→ **What needs to be done**
Reproduce the entries. Each one must match the original exactly.

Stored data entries
____
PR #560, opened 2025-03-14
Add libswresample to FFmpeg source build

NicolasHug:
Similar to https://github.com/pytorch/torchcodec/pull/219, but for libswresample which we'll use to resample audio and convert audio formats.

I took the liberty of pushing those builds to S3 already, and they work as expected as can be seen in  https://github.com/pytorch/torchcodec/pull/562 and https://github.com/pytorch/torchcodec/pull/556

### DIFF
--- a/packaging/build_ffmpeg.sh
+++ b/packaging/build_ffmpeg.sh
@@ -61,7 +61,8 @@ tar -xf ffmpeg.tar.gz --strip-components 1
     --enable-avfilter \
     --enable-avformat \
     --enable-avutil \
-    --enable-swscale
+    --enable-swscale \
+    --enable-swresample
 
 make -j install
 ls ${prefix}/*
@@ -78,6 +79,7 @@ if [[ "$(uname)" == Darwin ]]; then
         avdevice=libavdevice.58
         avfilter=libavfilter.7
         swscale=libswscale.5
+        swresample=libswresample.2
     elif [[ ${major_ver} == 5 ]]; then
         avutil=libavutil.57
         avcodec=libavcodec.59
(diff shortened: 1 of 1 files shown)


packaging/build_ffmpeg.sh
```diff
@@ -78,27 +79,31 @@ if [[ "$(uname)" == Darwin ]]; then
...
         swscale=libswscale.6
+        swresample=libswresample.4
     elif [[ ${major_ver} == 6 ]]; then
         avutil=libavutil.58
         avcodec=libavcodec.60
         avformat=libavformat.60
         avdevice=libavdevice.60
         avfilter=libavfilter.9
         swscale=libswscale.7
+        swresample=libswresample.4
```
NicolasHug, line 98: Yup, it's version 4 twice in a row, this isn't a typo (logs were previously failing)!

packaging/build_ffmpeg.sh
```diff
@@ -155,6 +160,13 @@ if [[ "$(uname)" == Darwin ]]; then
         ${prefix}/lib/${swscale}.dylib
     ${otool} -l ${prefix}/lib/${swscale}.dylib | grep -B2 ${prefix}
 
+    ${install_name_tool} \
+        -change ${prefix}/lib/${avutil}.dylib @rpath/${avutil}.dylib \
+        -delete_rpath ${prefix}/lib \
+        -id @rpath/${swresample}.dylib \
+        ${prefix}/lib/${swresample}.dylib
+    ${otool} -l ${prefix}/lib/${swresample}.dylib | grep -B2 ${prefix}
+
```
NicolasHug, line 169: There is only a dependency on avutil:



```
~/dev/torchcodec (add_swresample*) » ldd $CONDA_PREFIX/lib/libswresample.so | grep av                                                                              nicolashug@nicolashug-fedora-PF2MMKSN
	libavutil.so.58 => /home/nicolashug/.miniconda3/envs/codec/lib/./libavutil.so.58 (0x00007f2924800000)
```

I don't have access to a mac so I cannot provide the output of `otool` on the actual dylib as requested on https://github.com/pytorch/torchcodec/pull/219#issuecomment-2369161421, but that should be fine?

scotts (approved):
____
→ **Solution below**
PR #560, opened 2025-03-14
Add libswresample to FFmpeg source build

NicolasHug:
Similar to https://github.com/pytorch/torchcodec/pull/219, but for libswresample which we'll use to resample audio and convert audio formats.

I took the liberty of pushing those builds to S3 already, and they work as expected as can be seen in  https://github.com/pytorch/torchcodec/pull/562 and https://github.com/pytorch/torchcodec/pull/556

### DIFF
--- a/packaging/build_ffmpeg.sh
+++ b/packaging/build_ffmpeg.sh
@@ -61,7 +61,8 @@ tar -xf ffmpeg.tar.gz --strip-components 1
     --enable-avfilter \
     --enable-avformat \
     --enable-avutil \
-    --enable-swscale
+    --enable-swscale \
+    --enable-swresample
 
 make -j install
 ls ${prefix}/*
@@ -78,6 +79,7 @@ if [[ "$(uname)" == Darwin ]]; then
         avdevice=libavdevice.58
         avfilter=libavfilter.7
         swscale=libswscale.5
+        swresample=libswresample.2
     elif [[ ${major_ver} == 5 ]]; then
         avutil=libavutil.57
         avcodec=libavcodec.59
(diff shortened: 1 of 1 files shown)


packaging/build_ffmpeg.sh
```diff
@@ -78,27 +79,31 @@ if [[ "$(uname)" == Darwin ]]; then
...
         swscale=libswscale.6
+        swresample=libswresample.4
     elif [[ ${major_ver} == 6 ]]; then
         avutil=libavutil.58
         avcodec=libavcodec.60
         avformat=libavformat.60
         avdevice=libavdevice.60
         avfilter=libavfilter.9
         swscale=libswscale.7
+        swresample=libswresample.4
```
NicolasHug, line 98: Yup, it's version 4 twice in a row, this isn't a typo (logs were previously failing)!

packaging/build_ffmpeg.sh
```diff
@@ -155,6 +160,13 @@ if [[ "$(uname)" == Darwin ]]; then
         ${prefix}/lib/${swscale}.dylib
     ${otool} -l ${prefix}/lib/${swscale}.dylib | grep -B2 ${prefix}
 
+    ${install_name_tool} \
+        -change ${prefix}/lib/${avutil}.dylib @rpath/${avutil}.dylib \
+        -delete_rpath ${prefix}/lib \
+        -id @rpath/${swresample}.dylib \
+        ${prefix}/lib/${swresample}.dylib
+    ${otool} -l ${prefix}/lib/${swresample}.dylib | grep -B2 ${prefix}
+
```
NicolasHug, line 169: There is only a dependency on avutil:



```
~/dev/torchcodec (add_swresample*) » ldd $CONDA_PREFIX/lib/libswresample.so | grep av                                                                              nicolashug@nicolashug-fedora-PF2MMKSN
	libavutil.so.58 => /home/nicolashug/.miniconda3/envs/codec/lib/./libavutil.so.58 (0x00007f2924800000)
```

I don't have access to a mac so I cannot provide the output of `otool` on the actual dylib as requested on https://github.com/pytorch/torchcodec/pull/219#issuecomment-2369161421, but that should be fine?

scotts (approved):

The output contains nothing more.